Because the value of the mixing angle is currently determined empirically, in the absence of any superseding theoretical derivation it is mathematically defined as
- [math]\displaystyle{ \cos \theta_\textsf{W} = \frac{\,m_\textsf{W}\,}{m_\textsf{Z}} . }[/math][5]
The value of θW varies as a function of the momentum transfer, ∆q, at which it is measured. This variation, or 'running', is a key prediction of the electroweak theory. The most precise measurements have been carried out in electron–positron collider experiments at a value of ∆q = 91.2 GeV/c, corresponding to the mass of the Z0 boson, mZ.
In practice, the quantity sin2 θW is more frequently used. The 2004 best estimate of sin2 θW, at ∆q = 91.2 GeV/c, in the MS scheme is 0.23120±0.00015, which is an average over measurements made in different processes, at different detectors. Atomic parity violation experiments yield values for sin2 θW at smaller values of ∆q, below 0.01 GeV/c, but with much lower precision. In 2005 results were published from a study of parity violation in Møller scattering in which a value of sin2 θW = 0.2397±0.0013 was obtained at ∆q = 0.16 GeV/c, establishing experimentally the so-called 'running' of the weak mixing angle. These values correspond to a Weinberg angle varying between 28.7° and 29.3° ≈ 30°. LHCb measured in 7 and 8 TeV proton–proton collisions an effective angle of sin2 θeffW = 0.23142,[6] though the value of ∆q for this measurement is determined by the partonic collision energy, which is close to the Z boson mass.

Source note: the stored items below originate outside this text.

PR #36, opened 2023-08-11
fix(cb2-8089): return reason for creation from update vrm cherished transfer

shivangidas:
## Update VTM front end to utilise v3 Tech Records API for light vehicles 

return reason for creation from update vrm cherished transfer
Related issue: [CB2-8089](https://dvsa.atlassian.net/browse/CB2-8089)

## Type of change

- [x] Bug fix (non-breaking change which fixes an issue)

## Checklist:

### DIFF
--- a/src/processors/processVrmRequest.ts
+++ b/src/processors/processVrmRequest.ts
@@ -13,8 +13,8 @@ export const processPatchVrmRequest = (currentRecord: TechRecordGet, userDetails
     const updatedNewRecord = setCreatedAuditDetails(newRecord, userDetails.username, userDetails.msOid, new Date().toISOString(), currentRecord.techRecord_statusCode as StatusCode);
     (updatedNewRecord as TechRecordHgv | TechRecordMotorcycle | TechRecordCar | TechRecordPsv).primaryVrm = newVrm.toUpperCase();
     const updatedRecordToArchive = setLastUpdatedAuditDetails(recordToArchive, userDetails.username, userDetails.msOid, new Date().toISOString(), StatusCode.ARCHIVED);
-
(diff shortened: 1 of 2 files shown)


emilyrkelly21 (approved):

src/processors/processVrmRequest.ts
```diff
@@ -13,8 +13,8 @@ export const processPatchVrmRequest = (currentRecord: TechRecordGet, userDetails
     const updatedNewRecord = setCreatedAuditDetails(newRecord, userDetails.username, userDetails.msOid, new Date().toISOString(), currentRecord.techRecord_statusCode as StatusCode);
     (updatedNewRecord as TechRecordHgv | TechRecordMotorcycle | TechRecordCar | TechRecordPsv).primaryVrm = newVrm.toUpperCase();
     const updatedRecordToArchive = setLastUpdatedAuditDetails(recordToArchive, userDetails.username, userDetails.msOid, new Date().toISOString(), StatusCode.ARCHIVED);
-
-    return [updatedRecordToArchive, newRecord];
+    updatedNewRecord.techRecord_reasonForCreation = 'Update VRM - Cherished Transfer';
```
gjulien-bjss, line 16: do we not send a reason for creation from the frontend? If we do, what is the point of asking the user to fill it in if we're just overwriting it here anyways?

gjulien-bjss: Neverming we don't do that

gjulien-bjss (approved):

src/processors/processVrmRequest.ts
shivangidas: Change VRM doesn't have an option to add reason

CODATA 2018[4] gives the value
- [math]\displaystyle{ \sin^2 \theta _\textsf{W} = 1 - \left( m_\textsf{W}/m_\textsf{Z} \right)^2 = 0.222 90(30) . }[/math][lower-alpha 2]
The massless photon (γ) couples to the unbroken electric charge, Q = T3 + YW/2, while the Z0 boson couples to the broken charge T3 − sin2 θW Q.
Footnotes
- ↑ The electric charge Q is distinct from the similar-appearing symbol occasionally used for momentum-transfer ∆Q. This article uses ∆q, but upper case is common and may occur in some graphs.
- ↑ Note that at present, there is no generally accepted theory that explains why the measured value θW ≈ 29° should be what it is. The specific value is not predicted by the Standard Model: The Weinberg angle θW is an open, free parameter, although it is constrained and predicted through other measurements of Standard Model quantities.
References
- ↑ Lee, T.D. (1981). Particle Physics and Introduction to Field Theory.
- ↑ Glashow, Sheldon (February 1961). "Partial-symmetries of weak interactions". Nuclear Physics 22 (4): 579–588. doi:10.1016/0029-5582(61)90469-2. Bibcode: 1961NucPh..22..579G.
- ↑ 3.0 3.1 Cheng, T.P.; Li, L.F. (2006). Gauge Theory of Elementary Particle Physics. Oxford University Press. pp. 349–355. ISBN 0-19-851961-3.
- ↑ 4.0 4.1 "Weak mixing angle". National Institute of Standards and Technology. 20 May 2019. http://physics.nist.gov/cgi-bin/cuu/Value?sin2th.
- ↑ Okun, L.B. (1982). Leptons and Quarks. North-Holland Physics Publishing. p. 214. ISBN 0-444-86924-7.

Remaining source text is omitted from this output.